Washington Editor

Minus the Waksal brothers, ImClone Systems Inc. and Bristol-Myers Squibb Co. forged ahead and, as planned, filed a biologics license application for the investigational IgG1 monoclonal antibody Erbitux for metastatic colorectal cancer.

Specifically, the partners are seeking approval of Erbitux (cetuximab) in combination with irinotecan for the treatment of patients with epidermal growth factor receptor (EGFR)-expressing irinotecan-refractory metastatic colorectal cancer. The BLA includes a request for priority review and accelerated approval.

Certain reviewers and senior staff at the FDA are quite familiar with Erbitux and ImClone's former management, brothers Samuel and Harlan Waksal.

The brothers filed a rolling BLA for Erbitux in the fall of 2001, just after snagging a $2 billion partnership with New York-based BMS. Days after Christmas 2001, the FDA issued a "refusal to file" letter on the application. (See BioWorld Today, Jan. 1, 2003, and Sept. 20, 2001.)

Samuel Waksal, now serving a seven-year sentence on fraud and insider trading charges, had claimed the FDA refused the application because of the "train of documentation." Later, company management agreed to conduct additional clinical trials, including two Phase III studies currently under way.

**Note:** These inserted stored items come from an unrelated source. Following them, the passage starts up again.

PR #34, opened 2016-07-29
Add macros to run EIC Detector geometry

nfeege:
Adding macros to build full EIC detector geometry.

eicdet

Overlapcheck of all detectors yields overlaps of:

CEMC_1_sec1 with CEMC_1_sec0 volume's (message repeated for all subsequent CEMC_1_sec###) --> Is this a known overlap? Should be the same for default sPHENIX.

hEcalTower_envelope with OuterHcal volume's --> Corner of forward-ECAL clears the physical outer-HCAL, but touches the rectangular boundary box.

BH_1 with hHcalTower_envelope --> hHcalTower_envelope is cone shaped and extends beyond the physical towers, hence this overlap.

### DIFF
--- a/macros/g4simulations/Fun4All_G4_EICDetector.C
+++ b/macros/g4simulations/Fun4All_G4_EICDetector.C
@@ -68,14 +68,14 @@ int Fun4All_G4_EICDetector(
 
   // EICDetector geometry - barrel
 
-  bool do_DIRC = true;
+  bool do_DIRC = false;
 
   // EICDetector geometry - 'hadron' direction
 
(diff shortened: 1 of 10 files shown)


nfeege:
Updated geometry:

screen shot 2016-08-05 at 11 48 43 am

Overlaps of CEMC sectors and BH with forward HCAL resolved.

Remaining overlaps: forward-ECAL (FEMC) and Aerogel with 'empty' corners of barrel HCAL. Need to adjust envelope for barrel HCAL to fix this.

PR #38, opened 2016-11-08
more fine grained switches for debugging, better positioning of hi eta prototype

pinkenburg:
The prototype macros turned into long hard to read spaghetti macros. In order to make them more usable I introduced switch settings which enable us to run selected parts of the reco chain. The switches for each step add in the settings of the previous module switch to prevent running of useless combinations.
The hi eta prototype locations are better adjusted now. It's still not perfect but we can probably go with that. The surrounding black hole is not adjusted yet


pinkenburg:
This does not interfere with any other of our projects, but it does give a better representation of the location and beam angle for the 3rd prototype

PR #451, opened 2021-10-01
Remove Acts vertexing

osbornjd:
We don't use the vertexing anymore and this module is slow in the `trackreco` compilation, so remove it here so that we can remove it from the `trackreco` makefile.


osbornjd:
Merged by Chris' [PR](https://github.com/sPHENIX-Collaboration/macros/pull/452), so closing this one.

PR #467, opened 2021-11-18
QA tracking mbhijing

osbornjd:
Add timers


pinkenburg:
This branch has significantly deviated by now from the master. It should be merged with the master before we proceed.

PR #468, opened 2021-11-18
include what you use

osbornjd:
Remove unused module


osbornjd:
@pinkenburg can we merge this so that I can push an empty commit for Jenkins to test this [PR](https://github.com/sPHENIX-Collaboration/coresoftware/pull/1343). This PR is just removing an include file from the G4_Tracking macro that is not used (and hasn't been for some time).

PR #469, opened 2021-11-23
Added HF QA and fast sim tracking service

cdean-github:
This PR enables HF QA for D0, Lambda_c and Upsilon decays as well as decay finder triggers for them all. The corresponding HF reco must run first so flags are in place which should ensure this can't crash things.

I'm still working on the full sim of the tracking service (almost there) but I had staged a fast sim without realizing which got pulled into this. I decided to do a little work on this so we can use the fast sim for the MDC2


cdean-github:
Screen Shot 2021-11-23 at 11 35 27 AM

PR #478, opened 2021-12-14
MVTX service update

cdean-github:
This PR adds the CYSS to the MVTX service material and connects the layers to the service barrel. Some small changes else where to avoid overlaps


cdean-github:
Screen Shot 2021-12-14 at 1 28 05 PM
Screen Shot 2021-12-14 at 11 23 33 AM

PR #498, opened 2022-03-15
Remove RAVE Dependence

osbornjd:
This PR removes all rave related code from the tracking macro as we do not use it anymore.


osbornjd:
The QA looks fine and thus I think we can merge this PR - however, this Jenkins build shows a good example of what we saw before. Removing RAVE from the tracking macro should not change the QA at all (certainly not the TPOT QA...) yet the histograms from the reference and new builds are not the same. The QA doesn't look egregiously different, but it is unclear why the histograms change at all @blackcathj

In the meantime, Samuel Waksal was sent to prison and his brother, Harlan, resigned.

So, with new management and a scandal in the past, will Erbitux have a chance this time?

Cory Kasimov, a biotechnology analyst with Ryan Beck & Co. in New York, believes so.

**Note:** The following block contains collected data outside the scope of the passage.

PR #515, opened 2022-05-03
G4 tracking split

hupereir:
This PR splits the G4_Tracking.C macro into a 
- seeding part: Tracking_Reco_TrackSeed()
- tracking part: Tracking_Reco_TrackFit()
This is necessary for writting Job A, B and C macros for our workflow. 
The possibility to run truth_track_seeding is kept. 
The original method "Tracking_Reco()" is kept to minimize disruption on existing macros. It is just a wrapper around the previous two methods

### DIFF
--- a/common/G4_Tracking.C
+++ b/common/G4_Tracking.C
@@ -335,10 +335,14 @@ void Tracking_Reco_TrackFit()
      * propagate tracks to EMCAL
      */ 
     
-    // Choose the best silicon matched track for each TPC track seed
-    auto cleaner = new PHTrackCleaner;
-    cleaner->Verbosity(verbosity);
-    se->registerSubsystem(cleaner);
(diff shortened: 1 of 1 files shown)


hupereir:
@blackcathj 
It might actually be useful to also merge this one to branches QA-tracking-low-occupancy and the like, so that it is run by Jenkins, and to double check that indeed I did not break anything. Does that make sense ? 
(I have tested the change in both normal and truth track seeding mode, but only for single particle simulations ...)

blackcathj:
Good point. Unfortunately, the `macros` appears already broken. Busy day today :)
https://web.sdcc.bnl.gov/jenkins-sphenix/job/sPHENIX/job/sPHENIX_CoreSoftware_MasterBranch/1718/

"I would suspect that this is one of the most detailed applications that's ever been turned in," Kasimov told BioWorld Today. "They're not going to make the same mistake twice."

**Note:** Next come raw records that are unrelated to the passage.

PR #527, opened 2022-06-23
Global drift velocity

adfrawley:
Accompanies coresoftware PR#1547. This PR sets the global TPC drift velocity value in the G4_TPC.C macro and propagates it to all relevant tracking modules. The drift velocity is left at the presently used value of 8 cm / microsecond for now.


blackcathj:
The new macros work well with QA results reproduced at pValue=1. 
https://github.com/sPHENIX-Collaboration/macros/pull/527/checks?check_run_id=7099237755

Merging

PR #533, opened 2022-07-08
Revert "The phi offset of the INTT barrel changed"

pinkenburg:
Reverts sPHENIX-Collaboration/macros#532
This crashes our evaluator - it needs further investigation before we can use that

### DIFF
--- a/common/G4_Intt.C
+++ b/common/G4_Intt.C
@@ -49,7 +49,7 @@ namespace G4INTT
   int nladder[4] = {12, 12, 16, 16};
   double sensor_radius[4] = {7.188 - 36e-4, 7.732 - 36e-4, 9.680 - 36e-4, 10.262 - 36e-4};
 
-  double offsetphi[4] = {-0.5 * 360.0 / nladder[0], 0.0, -0.5 * 360.0 / nladder[2], 0.0 };
+  double offsetphi[4] = {0.0, 0.5 * 360.0 / nladder[1], 0.0, 0.5 * 360.0 / nladder[3]};
 
   enum enu_InttDeadMapType  // Dead map options for INTT
   {


nukazuka:
Did my change crush something? What can I do?

osbornjd:
From what I could tell, changing the offset in phi at the macro level somehow changes the hitsetkey generation in coresoftware. We have a mapping between Acts::Surface and hitsetkey that we use to lookup various things, and this change somehow broke that. So in addition to changing the offset in phi at the macro level, something (at this moment I'm not sure what) needs to be changed in coresoftware to ensure that the hitsetkey values are generated consistently. That was my best guess when I saw this crash

nukazuka:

As far as approval goes, Kasimov said, "When you take into account that this clearly is an active drug, it is a relatively safe product that is apparently going after an unmet medical need, and that these are patients with colorectal cancer who have failed standard of care, and you combine that with the friendlier environment at the FDA where there's an apparent willingness to approve products that are safe, effective and treating an unmet medical need - yes, we are confident that the drug will be approved this time around."

Representatives from New York-based ImClone could not be reached for comment, but Kathy Baum, a BMS spokeswoman, told BioWorld Today that the BLA filing is a significant milestone. She wasn't willing to estimate a timeline for approval. Instead, she stressed simply that the companies had sought priority review and accelerated approval.

Filing the BLA does not trigger a milestone payment for ImClone, Baum said.

If all goes according to plan, Erbitux could be approved in late 2003 or early 2004, Kasimov said. Ryan Beck & Co. estimates that Erbitux could "ultimately" reach blockbuster status with additional indications.

Meanwhile, company executives likely are to be on the edges of their seats over the next 45 days as the FDA determines whether it will accept the BLA. That, of course, is the step that tripped the Waksals in late 2001.

Kasimov added that it's unclear at this point whether the FDA's Oncologic Drugs Advisory Committee will be called to hear the case.

The BLA is based on a successful Phase II trial conducted by ImClone's European partner, Merck KGaA, of Darmstadt, Germany. The trial was reported on in June at the annual meeting of the American Society of Clinical Oncology in Chicago.

Referred to as Trial 007, the study looked at 329 patients with irinotecan-refractory colorectal cancer that expressed EGFR (usually a marker of fast advance). Merck said Erbitux in combination with irinotecan slowed progression of the disease by more than four months, shrinking tumors by 50 percent or more in 22.9 percent of patients. (See BioWorld Today, June 3, 2003.)

Merck filed the European application in July. (See BioWorld Today, July 8, 2003.)

ImClone's stock (NASDAQ:IMCL) closed Thursday at $40.23, up 46 cents.